These 4 mistakes in basic blog layout are all too common and all too easy to fix:
Blogs with a fluid layout almost always result in the post column growing wider to fill the screen. In a time when we are all trying to consume more information than ever before, this is a mistake. There is a reason why newspapers don’t spread their columns way across the page. This study at Wichita State University found that a medium line length of between 65-75 characters per line, or about 15 words, was the optimal length for online reading. Readers need to be able to scan articles easily, and they will take in much more of what you write if the line length makes it easy for them to read quickly.
What’s the right resolution for your site? That question is always answered by looking at your stats.
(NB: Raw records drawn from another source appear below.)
PR #1815, opened 2016-07-15
Add information to weekly refresh task email notifications

ccostino:
Part of #1716
Fixes https://github.com/18F/openFEC-web-app/issues/1357

This changeset adds a bit of extra information to our email notifications when the weekly refresh and rebuild task runs.  It adds support for calculating the projected total amount of records processed for a week's time in the itemized tables (schedule a and b), and provides this info along with the actual amount of processed records for a week's worth of time as a part of the email notification that is sent out.  This is done by adding an index on the `pg_date` column in our `ofec_schedule_a_*` and `ofec_schedule_b_*` tables to help with retrieving the records processed in the last week.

Any decent stats program will show the resolution visitors are using. A good rule of thumb is to try and not tick off more than about 5-7% of your readers with a resolution that is too large for their screen. It can be difficult to squeeze everything so it will fit those old 800×600 resolutions, but depending on the niche one is in, there may be no choice. Particularly if there are ads in the right sidebar, it only makes sense to make sure that the maximum number of users can see them.
Important Stuff in the Footer
I really like blog themes that have an extended footer, such as Brian Gardner’s Vertigo theme, but don’t put things down there that are too important or keyword rich. Rather, include things such as badge farms, Flickr sets, monthly archives in that space. Don’t count on many readers scrolling down far enough to see it either. The more keywords something contains, the higher up in the page it needs to be, for obvious SEO reasons.
Not Enough White Space
Read any good design book and one of the key elements of good design is use of white space.
White space is often referred to as negative space. It is that portion of a page left unmarked: the space between graphics, margins, gutters, space between columns, space between lines of type or figures and objects drawn or depicted. (Source: Wikipedia)
While it is very tempting to cram as much information into as small a space as possible, the result is a cramped site that is difficult to read and navigate. An overwhelming or cluttered site makes readers uncomfortable, and reading from the web is rather hard on the eyes as it is. Check out Mark Boulton’s article on A List Apart for a very good summary of how to use white space and the aesthetic difference created just by allowing a design some room to breathe.